Advanced Datasets

The analogy of Python file objects influences the design of Rasterio dataset objects. Datasets of a few different kinds exist and the canonical way to obtain one is to call rasterio.open() with a path-like object or URI-like identifier, a mode (such as “r” or “w”), and other keyword arguments.

Dataset Identifiers

Datasets in a computer’s filesystem are identified by paths, “file” URLs, or instances of pathlib.Path. The following are equivalent.

'/path/to/file.tif'
'file:///path/to/file.tif'
pathlib.Path('/path/to/file.tif')

Datasets within a local zip file are identified using the “zip” scheme from Apache Commons VFS.

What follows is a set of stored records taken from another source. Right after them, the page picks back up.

PR #13518, opened 2023-09-12
fix(app, app-shell): Support protocol backwards app compatibility

mjhuff:
Closes RQA-1509

# Overview

This PR fixes an issue where users who downgrades their app from v7.0.0 to 6.3.1 or lower whitescreen on startup due to protocols supporting modules not present in previous versions. Because a v6.3.1 and 7.0.0 version of the app must both be supported until OT-2/Flex app parity, there's need for a workaround solution.

### The Immediate Problem

In order to solve this issue without deploying a hotfix for 6.3.1, protocols for version 7.0+ are stored in a new protocols folder (within the same directory as the old). A migration occurs on startup where new protocols added in the 6.3.1 app are copied over for use within the 7.0.0 app. 

Using a copy rather than a simple folder rename prevents users who have both versions of the app from seeing none of their protocols in the v6.3.1 version.

NOTE: Very large protocol files take a while to transfer and may result in a temporary whitescreen on app startup, however, in practice this should not be an issue in practice- only significantly large protocols made with the purpose of testing protocol size will cause noticeable delay. 

### The Future Problem

To prevent the need for a stop-gap solution in the future, a simple error boundary is added.

Screenshot 2023-09-12 at 8 15 28 AM

# Test Plan

- Open the app on this branch.
- Observe protocol migration by going to /Users/user_name/Library/Application Support/Opentrons/ and opening the protocols and protocols_v7.0-supported directories. Only protocols before the v6.3.1 release date are present in the former directory, and all protocols are present in the latter directory.
- Use the protocol below, which is for a module that doesn't exist (manually add it to the new protocols directory). Observe the error message upon app restart.
[34564c7z-f57a-4ca6-9e2f-725aedeb1149.zip](https://github.com/Opentrons/opentrons/files/12589099/34564c7z-f57a-4ca6-9e2f-725aedeb1149.zip)

# Changelog

- Added temporary stop-gap to migrate protocols until app parity.
- Added protocol error boundary to prevent this issue from occurring in the future.

# Risk assessment

low

### DIFF
--- a/app-shell/src/protocol-storage/file-system.ts
+++ b/app-shell/src/protocol-storage/file-system.ts
@@ -24,8 +24,13 @@ import { analyzeProtocolSource } from '../protocol-analysis'
  *  │  ├─ analysis/
  *  │  │  ├─ 1646303906.json
  */
-
-export const PROTOCOLS_DIRECTORY_NAME = 'protocols'
+// TODO(jh, 2023-09-11): remove OLD_PROTOCOLS_DIRECTORY_PATH after
+// OT-2 parity work is completed and move all protocols back to "protocols" directory.
+export const OLD_PROTOCOLS_DIRECTORY_PATH = path.join(
+  app.getPath('userData'),
+  'protocols'
+)
+export const PROTOCOLS_DIRECTORY_NAME = 'protocols_v7.0-supported'
 export const PROTOCOLS_DIRECTORY_PATH = path.join(
   app.getPath('userData'),
   PROTOCOLS_DIRECTORY_NAME
--- a/app-shell/src/protocol-storage/index.ts
+++ b/app-shell/src/protocol-storage/index.ts
@@ -42,11 +42,60 @@ export const getProtocolSrcFilePaths = (
     })
 }
 
+// TODO(jh, 2023-09-11): remove migrateProtocolsToNewDirectory after
+// OT-2 parity work is completed.
+const migrateProtocols = migrateProtocolsToNewDirectory()
+function migrateProtocolsToNewDirectory(): () => void {
+  let hasCheckedForMigration = false
+  return function (): void {
+    if (!hasCheckedForMigration) {
+      console.log(
+        `Performing one time protocol migration to ${FileSystem.PROTOCOLS_DIRECTORY_NAME}...`
+      )
+      try {
+        migrateProtocols(
+          FileSystem.OLD_PROTOCOLS_DIRECTORY_PATH,
+          FileSystem.PROTOCOLS_DIRECTORY_PATH
+        )
+        console.log('Protocol migration complete.')
+        hasCheckedForMigration = true
+      } catch (e) {
+        console.log(
+          `Error migrating protocols to ${FileSystem.PROTOCOLS_DIRECTORY_NAME}: ${e}`
+        )
+      }
+    }
+  }
+  function migrateProtocols(src: string, dest: string): void {
+    if (fse.existsSync(src)) {
+      fse.readdirSync(src).forEach(item => {
+        const srcItem = path.join(src, item)
+        const destItem = path.join(dest, item)
+        fse.copySync(srcItem, destItem, { overwrite: false })
+        deleteIfVersion7Protocol(srcItem)
+      })
+    }
+  }
+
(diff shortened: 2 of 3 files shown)


app-shell/src/protocol-storage/file-system.ts
```diff
@@ -24,8 +24,13 @@ import { analyzeProtocolSource } from '../protocol-analysis'
  *  │  ├─ analysis/
  *  │  │  ├─ 1646303906.json
  */
-
-export const PROTOCOLS_DIRECTORY_NAME = 'protocols'
+// TODO(jh, 2023-09-11): remove OLD_PROTOCOLS_DIRECTORY_PATH after
+// OT-2 parity work is completed and move all protocols back to "protocols" directory.
```
jerader, line 28: Let's make a ticket to remind us to remove this after 7.0.0 launch!

app/src/organisms/ProtocolsLanding/ProtocolCard.tsx
```diff
@@ -3,6 +3,7 @@ import { format } from 'date-fns'
 import { useTranslation } from 'react-i18next'
 import { useSelector } from 'react-redux'
 import { useHistory } from 'react-router-dom'
+import { ErrorBoundary } from 'react-error-boundary'
```
jerader, line 6: woo hoo! you added the error boundary!! My only suggestion is we make the text red so it is a bit more noticeable? You can use `COLORS.errorEnabled`

jerader (approved):
This is awesome, thank you so much for tackling this!! ⭐ 🚀 🥇  For follow up, let's make a ticket in RAUT and label it as high priority so we don't forget about it. And once this merges, we probably want to make a post in app & ui + 7.0.0 release planning slack channels to let people know that this migration will happen.

app-shell/src/protocol-storage/index.ts
```diff
@@ -42,11 +42,60 @@ export const getProtocolSrcFilePaths = (
...
+      fse.readdirSync(src).forEach(item => {
+        const srcItem = path.join(src, item)
+        const destItem = path.join(dest, item)
+        fse.copySync(srcItem, destItem, { overwrite: false })
+        deleteIfVersion7Protocol(srcItem)
+      })
+    }
+  }
+
+  // TODO(jh, 2023-09-11): Remove  deleteIfVersion7Protocol() after
```
sfoster1: IMO if this is to handle in-house only or even the guided installs we don't need it

app-shell/src/protocol-storage/index.ts
```diff
@@ -42,11 +42,60 @@ export const getProtocolSrcFilePaths = (
...
+        hasCheckedForMigration = true
+      } catch (e) {
+        console.log(
+          `Error migrating protocols to ${FileSystem.PROTOCOLS_DIRECTORY_NAME}: ${e}`
+        )
+      }
+    }
+  }
+  function migrateProtocols(src: string, dest: string): void {
+    if (fse.existsSync(src)) {
```
sfoster1: i think that since this is called in a promise chain anyway we should be using the promise versions of these functions, so we can run all the migrations concurrently through this `forEach` and gather with `Promise.all`. in-person conversation indicates that using the sync variants and blocking the node event loop is what causes the whitescreen for large protoocls so that should fix it.

sfoster1 (changes requested):
I think let's get rid of the deletion of protocols - most likely we won't have a chance to remove it before at least a beta build, and we can tell in house people to just delete their app config - and we definitely have to use the promise versions of the fs functions. Otherwise, thanks for tracking this down and finding a fix!

app-shell/src/protocol-storage/file-system.ts
mjhuff: Will do - creating a chore ticket now 👍

mjhuff:
Thanks for the feedback @jerader and @sfoster1. Changes are in - everything appears to be working.

koji:
Let me test this branch on Windows machine

koji (approved):
Tried this branch on Windows machine and it worked as expected!
🚀

sfoster1 (approved):
Thank you! Looks good!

'zip:///path/to/file.zip!/folder/file.tif'
'zip+file:///path/to/file.zip!/folder/file.tif'

Note that ! is the separator between the path of the archive file and the path within the archive file. Also note that his kind of identifier can’t be expressed using pathlib.

Similarly, variables of a netCDF dataset can be accessed using “netcdf” scheme identifiers.

'netcdf:/path/to/file.nc:variable'

Datasets on the web are identified by “http” or “https” URLs such as

'https://example.com/file.tif'
'https://landsat-pds.s3.amazonaws.com/L8/139/045/LC81390452014295LGN00/LC81390452014295LGN00_B1.TIF'

Datasets within a zip file on the web are identified using a “zip+https” scheme and paths separated by ! as above. For example:

'zip+https://example.com/file.tif&p=x&q=y!/folder/file.tif'

Datasets on AWS S3 may be identified using “s3” scheme identifiers.

's3://landsat-pds/L8/139/045/LC81390452014295LGN00/LC81390452014295LGN00_B1.TIF'

Resources in other cloud storage systems will be similarly supported.